BEGIN Given data

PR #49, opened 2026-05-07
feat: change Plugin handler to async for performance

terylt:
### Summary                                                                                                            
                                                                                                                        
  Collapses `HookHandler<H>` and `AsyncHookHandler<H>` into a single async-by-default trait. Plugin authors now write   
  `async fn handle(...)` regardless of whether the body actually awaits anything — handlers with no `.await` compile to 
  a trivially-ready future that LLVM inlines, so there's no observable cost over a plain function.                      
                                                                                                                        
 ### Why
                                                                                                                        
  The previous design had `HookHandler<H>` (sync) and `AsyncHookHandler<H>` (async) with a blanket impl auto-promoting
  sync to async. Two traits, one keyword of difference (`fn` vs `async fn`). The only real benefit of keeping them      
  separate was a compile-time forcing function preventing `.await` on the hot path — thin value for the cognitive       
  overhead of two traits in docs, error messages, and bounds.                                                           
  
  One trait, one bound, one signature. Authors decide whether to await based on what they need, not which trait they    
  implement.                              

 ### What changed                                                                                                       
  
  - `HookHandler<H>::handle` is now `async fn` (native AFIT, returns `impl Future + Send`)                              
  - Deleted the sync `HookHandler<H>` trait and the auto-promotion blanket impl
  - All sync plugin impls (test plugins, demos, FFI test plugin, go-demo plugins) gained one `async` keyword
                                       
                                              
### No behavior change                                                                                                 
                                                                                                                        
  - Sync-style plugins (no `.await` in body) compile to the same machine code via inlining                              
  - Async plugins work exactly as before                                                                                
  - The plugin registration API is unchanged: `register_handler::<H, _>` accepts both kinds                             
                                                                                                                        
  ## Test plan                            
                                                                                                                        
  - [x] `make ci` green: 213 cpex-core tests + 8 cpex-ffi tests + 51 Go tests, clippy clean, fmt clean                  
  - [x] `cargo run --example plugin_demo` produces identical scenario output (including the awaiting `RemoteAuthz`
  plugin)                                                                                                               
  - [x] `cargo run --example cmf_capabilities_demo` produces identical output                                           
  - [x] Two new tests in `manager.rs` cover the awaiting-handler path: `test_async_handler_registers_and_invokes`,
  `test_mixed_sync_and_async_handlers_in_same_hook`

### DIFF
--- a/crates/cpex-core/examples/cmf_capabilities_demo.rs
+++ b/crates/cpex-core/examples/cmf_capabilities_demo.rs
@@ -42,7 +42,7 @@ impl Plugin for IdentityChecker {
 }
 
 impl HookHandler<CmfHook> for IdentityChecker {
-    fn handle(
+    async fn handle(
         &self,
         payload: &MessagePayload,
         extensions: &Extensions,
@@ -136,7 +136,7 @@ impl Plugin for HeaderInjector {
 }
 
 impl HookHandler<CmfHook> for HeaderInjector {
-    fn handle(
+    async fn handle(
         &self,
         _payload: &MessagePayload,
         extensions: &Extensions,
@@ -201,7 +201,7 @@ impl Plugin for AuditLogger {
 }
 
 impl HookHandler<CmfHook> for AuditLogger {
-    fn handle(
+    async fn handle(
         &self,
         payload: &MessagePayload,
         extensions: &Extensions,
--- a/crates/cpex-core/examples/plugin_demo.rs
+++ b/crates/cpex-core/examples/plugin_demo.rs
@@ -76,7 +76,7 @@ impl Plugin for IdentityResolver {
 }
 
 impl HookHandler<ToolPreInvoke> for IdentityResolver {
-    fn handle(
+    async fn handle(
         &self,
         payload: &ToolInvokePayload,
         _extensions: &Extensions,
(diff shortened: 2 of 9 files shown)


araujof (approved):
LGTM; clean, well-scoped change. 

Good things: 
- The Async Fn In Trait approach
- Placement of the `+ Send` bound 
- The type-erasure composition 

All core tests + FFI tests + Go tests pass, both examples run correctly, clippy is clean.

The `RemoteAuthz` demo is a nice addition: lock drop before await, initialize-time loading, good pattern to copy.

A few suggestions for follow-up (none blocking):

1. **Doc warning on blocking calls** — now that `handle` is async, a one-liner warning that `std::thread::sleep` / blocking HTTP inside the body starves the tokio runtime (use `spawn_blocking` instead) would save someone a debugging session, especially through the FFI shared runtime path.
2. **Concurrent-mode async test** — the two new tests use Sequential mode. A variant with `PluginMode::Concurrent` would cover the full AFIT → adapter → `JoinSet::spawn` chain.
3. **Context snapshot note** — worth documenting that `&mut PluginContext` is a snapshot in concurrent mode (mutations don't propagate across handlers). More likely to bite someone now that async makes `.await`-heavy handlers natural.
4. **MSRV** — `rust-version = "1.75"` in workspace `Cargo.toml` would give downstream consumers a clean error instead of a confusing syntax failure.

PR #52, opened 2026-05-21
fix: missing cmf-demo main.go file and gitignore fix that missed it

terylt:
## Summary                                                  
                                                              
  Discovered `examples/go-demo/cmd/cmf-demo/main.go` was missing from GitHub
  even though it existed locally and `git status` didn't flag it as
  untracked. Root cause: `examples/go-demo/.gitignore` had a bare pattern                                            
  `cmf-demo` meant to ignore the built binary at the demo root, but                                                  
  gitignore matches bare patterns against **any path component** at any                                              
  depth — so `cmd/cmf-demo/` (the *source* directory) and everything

END Given data

Look above for the line holding "- [x] Two new" and the line holding "All core tests", then output exactly those two lines and every line between them, nothing more.

Written solution:
  - [x] Two new tests in `manager.rs` cover the awaiting-handler path: `test_async_handler_registers_and_invokes`,
  `test_mixed_sync_and_async_handlers_in_same_hook`

### DIFF
--- a/crates/cpex-core/examples/cmf_capabilities_demo.rs
+++ b/crates/cpex-core/examples/cmf_capabilities_demo.rs
@@ -42,7 +42,7 @@ impl Plugin for IdentityChecker {
 }
 
 impl HookHandler<CmfHook> for IdentityChecker {
-    fn handle(
+    async fn handle(
         &self,
         payload: &MessagePayload,
         extensions: &Extensions,
@@ -136,7 +136,7 @@ impl Plugin for HeaderInjector {
 }
 
 impl HookHandler<CmfHook> for HeaderInjector {
-    fn handle(
+    async fn handle(
         &self,
         _payload: &MessagePayload,
         extensions: &Extensions,
@@ -201,7 +201,7 @@ impl Plugin for AuditLogger {
 }
 
 impl HookHandler<CmfHook> for AuditLogger {
-    fn handle(
+    async fn handle(
         &self,
         payload: &MessagePayload,
         extensions: &Extensions,
--- a/crates/cpex-core/examples/plugin_demo.rs
+++ b/crates/cpex-core/examples/plugin_demo.rs
@@ -76,7 +76,7 @@ impl Plugin for IdentityResolver {
 }
 
 impl HookHandler<ToolPreInvoke> for IdentityResolver {
-    fn handle(
+    async fn handle(
         &self,
         payload: &ToolInvokePayload,
         _extensions: &Extensions,
(diff shortened: 2 of 9 files shown)


araujof (approved):
LGTM; clean, well-scoped change. 

Good things: 
- The Async Fn In Trait approach
- Placement of the `+ Send` bound 
- The type-erasure composition 

All core tests + FFI tests + Go tests pass, both examples run correctly, clippy is clean.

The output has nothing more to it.